▸ EXERCISE REQUIREMENTS
Provide an exact copy of the lines from the beginning of the records through the line that includes "mnemonic (if supported)", and of no others.

▸ THE DATA

Issue #1307, opened 2021-03-03
The node can't read JSON file with encrypted secret if more than file in directory


kushti:
Following some tutorial, users set ergo,directory = "c:/ergo" , ergo.wallet.secretDir = "c:/ergo". Then the node can't read the encrypted seed file as reader fails if there's more than one file in the secretDir.

As a fix, the node may try to read the first JSON file found. Should cover most of the cases.

Issue #671, opened 2019-03-25
Improved secret storage


kushti:
1. If no wallet created yet, it is possible to create it by running the node with a certain flag. Password and, optionally, seed are to be provided during wallet generation (via command line), if no seed is provided it is generated from system randomness. Password is used to encrypt a wallet file (w. seed and wallet historical operations).

A wallet could be imported using either
* seed directly
* BIP39 mnemonic (if supported)

To password-protect the seed on the filesystem (in the wallet file), the encryption key should be derived from the password using a password hashing function (Argon2, PBKDF2, or scrypt), with sufficiently many iterations and a random salt. For example 50,000 PBKDF2 iterations.

If a wallet needs be generated then  system randomness should be fine (SecureRandom's). It may be better to generate a BIP39 mnemonic, because many interfaces and hardware wallets only support import via BIP39. And of course maybe the most important is to make sure there is a backup of the wallet/seed/mnemonic .

2.  If wallet is created, it is possible to open it, again, by providing a certain flag when starting a node.

PR #2507, opened 2026-09-06
Propagate wallet secret-file persistence failures

a-shannon:
Wallet keystore creation used `PrintWriter`, which can hide write and close failures. This change propagates those failures, closes a complete staging file before atomic publication, and erases the supplied seed on both success and failure.

The [scope and compatibility correction](https://github.com/a-shannon/ergo/compare/d9032c373c157f37fa02c46bea29a91f6e6fb732...15a1e04c5d7f6fbbac9d7bfdb801e320520d283f) is now one wallet-only commit on the target branch. The shared integration commits have been removed from its ancestry as well as its diff, so merging it cannot mark those changes as merged and then reverted. The complete PR now contains exactly three files: `JsonSecretStorage.scala`, its direct persistence spec, and `ErgoWalletServiceSpec.scala`. The five integration files have been removed from this PR. The service spec isolates each initialization case's directories and closes its own storage handles.

### Review corrections

- [Initialization](https://github.com/ergoplatform/ergo/pull/2507#discussion_r4000876172) now consults discovery. A discovered wallet blocks initialization; explicit absence permits it; ambiguous or unreadable inventories remain errors. Node data without a discoverable wallet no longer blocks initialization. Two JSON wallets cannot acquire an undiscoverable third wallet through this path.
- [Discovery](https://github.com/ergoplatform/ergo/pull/2507#discussion_r4000876242) preserves [#1307's shared-directory support](https://github.com/ergoplatform/ergo/commit/19d7a9d9d1ed4c5c970eeae28aa06e466bf1bcb6): exactly one JSON wallet can coexist with `history/`, `state/`, `peers/` and other files. A sole legacy filename remains supported. Multiple JSON candidates fail explicitly. Discovery does not parse or decrypt a selected file.

### Validation

Current head: `15a1e04c5d7f6fbbac9d7bfdb801e320520d283f`.

- The complete source tree is identical to the tested `78e011163` revision; only its parent history changed.
- The three layout/recovery regressions failed on the preceding production code and passed after this correction.
- Local JDK 8 / Scala 2.12.20: persistence 21/21, existing secret storage 4/4, wallet service 14/14. These tests ran without the removed integration helpers.
- Independent review found no blocker in the three-file scope. A direct composition with [#2543](https://github.com/ergoplatform/ergo/pull/2543)'s initialization preflight passed four layout cases, including rejection before opening stores. The POSIX symlink case was unavailable on the Windows test host.
- Current-head GitHub CI passed [8/8](https://github.com/ergoplatform/ergo/actions/runs/34784694835), with the test-execution step successful in each job. The preceding `d9032c373` head passed all eight jobs in [attempt 2](https://github.com/ergoplatform/ergo/actions/runs/34724201467/attempts/2). Attempt 1's Java-setup failure did not execute integration tests and is not test-pass evidence. Historical approval and CI do not apply to the new head.

### Limits and integration

Publication is atomic visibility, not power-loss durability; neither the file nor its parent directory is forced to stable storage. This change does not add cross-process initialization coordination. Cleanup removes only the failed operation's own staging file. POSIX staging permissions are restricted to `rw-------`; Linux CI supplies the platform-specific checks.

[#2543](https://github.com/ergoplatform/ergo/pull/2543) consumes the explicit absence result and should follow this correction. It has not been rebased as part of this review. [#2508](https://github.com/ergoplatform/ergo/pull/2508)'s cipher-parameter correction is independent. Integration order and exact review/CI pins are maintained in [#2533](https://github.com/ergoplatform/ergo/issues/2533).


jozanek (approved):

kushti (approved):

jozanek (commented):
Thanks for this — I read it as: `PrintWriter` swallows `IOException` into a flag nobody checks, so a write failing mid-flush leaves a truncated keystore while the node reports success. Worth fixing.

Two framing points that changed how I read the diff:

**Propagation already exists.** Both call sites wrap `init` in `Try` (`ErgoWalletService.scala:310`, `:339`), `ErgoWalletActor.scala:87-99` logs, `WalletApiRoute.scala:392-404` folds to a 400. The defect is narrower than the title: `PrintWriter` never throws, and with ~250 bytes against an 8192-char buffer the silent window is the flush in `close()`. Is an error lost anywhere else?

**Who has hit this?** Nothing in the tracker for corrupt or empty keystores, and #671 states no atomicity or durability requirement. `/wallet/init` also hands back the mnemonic, so a bad keystore surfaces at the next unlock while it's still on screen — which makes the cost side hard to weigh. Is there a report I missed?

Smaller: `ATOMIC_MOVE` turns a working `init` into a hard failure where rename is unavailable — does that bite any supported deployment? #2508's branch doesn't contain `1452249f3` (ahead 14 / behind 1), so I couldn't find the "tested together" composite — is it pushed? And nothing logs; `JsonSecretStorage` doesn't extend `ScorexLogging`.

What would close it out: the `Files.exists` guard either implementing the contract `openapi.yaml:4255` documents or going away with the test name that implies it (inline), plus a line in the description on the permission change and the atomicity/durability trade. The `readFile` ambiguity is fine as its own PR — I'd just like it named.

ergo-wallet/src/main/scala/org/ergoplatform/wallet/secrets/JsonSecretStorage.scala
```diff
@@ -89,29 +92,60 @@ final class JsonSecretStorage(val secretFile: File, encryptionSettings: Encrypti
...
+      val file = new File(s"${settings.secretDir}/$uuid.json")
+      persist(file, encryptedSecret.asJson.noSpaces)
+      new JsonSecretStorage(file, settings.encryption)
+    } finally {
+      util.Arrays.fill(seed, 0: Byte)
+    }
+  }
+
+  /** Writes and closes a staging file before publishing it atomically. */
+  private[secrets] def persist(file: File, jsonRaw: String,
```
jozanek, line 152: `openWriter` has no non-test caller, and `private[secrets]` compiles to public bytecode plus a synthetic `persist$default$3`, so it ships in the 2.11/2.12/2.13 artifacts. It does earn its keep — close-time ENOSPC isn't reachable by filesystem tricks.

Would two overloads work instead of a default argument, so the injectable form is opt-in?

ergo-wallet/src/main/scala/org/ergoplatform/wallet/secrets/JsonSecretStorage.scala
```diff
@@ -89,29 +92,60 @@ final class JsonSecretStorage(val secretFile: File, encryptionSettings: Encrypti
...
+                               openWriter: Path => Writer = path => Files.newBufferedWriter(path, UTF_8)): Unit = {
+    val target = file.toPath.toAbsolutePath
+    Files.createDirectories(target.getParent)
+    if (Files.exists(target, LinkOption.NOFOLLOW_LINKS)) {
```
jozanek, line 156: `target` is `nameUUIDFromBytes(ciphertext)` with a fresh IV and salt per call, so this can never fire — a second init still succeeds and leaves two `.json` files. `openapi.yaml:4255` already promises "Fails if a wallet file already exists", and the test "persistence does not overwrite an existing destination" reads as if that promise were now kept.

Would you implement the documented contract — fail when `readFile(settings).isSuccess` — or drop the check and rename the test?

ergo-wallet/src/main/scala/org/ergoplatform/wallet/secrets/JsonSecretStorage.scala
```diff
@@ -89,29 +92,60 @@ final class JsonSecretStorage(val secretFile: File, encryptionSettings: Encrypti
...
+      throw new FileAlreadyExistsException(target.toString)
+    }
+    val staging = Files.createTempFile(target.getParent, StagingPrefix, ".tmp")
```
jozanek: `Files.createTempFile` yields owner-only permissions on POSIX; `new PrintWriter(file)` used umask default. Tighter is what I'd want for a spending key, but it's a `TempFileHelper` side effect, spec'd only as "may be more restrictive", and unmentioned.

Would you set it explicitly via `PosixFilePermissions.asFileAttribute` and assert it?

ergo-wallet/src/main/scala/org/ergoplatform/wallet/secrets/JsonSecretStorage.scala
```diff
@@ -89,29 +92,60 @@ final class JsonSecretStorage(val secretFile: File, encryptionSettings: Encrypti
...
+          writeFailure = Some(error)
+          throw error
+      } finally {
+        writeFailure match {
+          case Some(error) => Try(writer.close()).failed.foreach(error.addSuppressed)
+          case None => writer.close()
+        }
+      }
+      // Do not expose a partial destination when atomic publication is unavailable.
+      Files.move(staging, target, StandardCopyOption.ATOMIC_MOVE)
```
jozanek, line 181: No `force` on the staging fd or parent dir, so this buys atomicity, not durability. I think that's the right half — `/wallet/init` returns the mnemonic (`WalletApiRoute.scala:398`), so a lost keystore is recoverable by restore while a partial one that `readFile` returns is not.

Would you put that in the description? It reads as a limitation today rather than the threat model.

ergo-wallet/src/main/scala/org/ergoplatform/wallet/secrets/JsonSecretStorage.scala
```diff
@@ -89,29 +92,60 @@ final class JsonSecretStorage(val secretFile: File, encryptionSettings: Encrypti
...
+    } catch {
+      case NonFatal(error) =>
+        Try(Files.deleteIfExists(staging)).failed.foreach(error.addSuppressed)
```
jozanek, line 184: Cleanup runs only on a caught exception, so a `kill -9` between `createTempFile` and the move orphans a `.ergo-secret-staging-*.tmp` permanently — and the new `readFile` filter hides it from the node too. Encrypted and owner-only, so not exposure; just nothing reclaims it.

Worth a prefix sweep at the top of `persist`?

ergo-wallet/src/main/scala/org/ergoplatform/wallet/secrets/JsonSecretStorage.scala
```diff
@@ -133,7 +167,7 @@ object JsonSecretStorage {
   def readFile(settings: SecretStorageSettings): Try[JsonSecretStorage] = {
     val dir = new File(settings.secretDir)
     if (dir.exists()) {
-      dir.listFiles().toList match {
+      dir.listFiles().toList.filterNot(_.getName.startsWith(StagingPrefix)) match {
```
jozanek: Good to see this filter — `19d7a9d9d`/#1307 shows stray files in `secretDir` really do break wallet loading. What stops me is the branch below: the `.json` filter only runs when `size > 1`, and `init` never removes a prior keystore, so a re-initialized node has two `.json` files and `headOption` picks by `listFiles()` order. A restore silently shadowed by the old keystore looks like the larger loss path.

In scope here, or its own PR?

ergo-wallet/src/main/scala/org/ergoplatform/wallet/secrets/JsonSecretStorage.scala
jozanek: Thanks — the guard landed.

One correction of mine: `openapi.yaml:4255` calling restore the overwrite path has been wrong since `67d04827d` (`ErgoWalletActor.scala:102` blocks restore once a secret is set), so I pointed you at a contract that doesn't exist.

▸ ANSWER SPACE
Issue #1307, opened 2021-03-03
The node can't read JSON file with encrypted secret if more than file in directory


kushti:
Following some tutorial, users set ergo,directory = "c:/ergo" , ergo.wallet.secretDir = "c:/ergo". Then the node can't read the encrypted seed file as reader fails if there's more than one file in the secretDir.

As a fix, the node may try to read the first JSON file found. Should cover most of the cases.

Issue #671, opened 2019-03-25
Improved secret storage


kushti:
1. If no wallet created yet, it is possible to create it by running the node with a certain flag. Password and, optionally, seed are to be provided during wallet generation (via command line), if no seed is provided it is generated from system randomness. Password is used to encrypt a wallet file (w. seed and wallet historical operations).

A wallet could be imported using either
* seed directly
* BIP39 mnemonic (if supported)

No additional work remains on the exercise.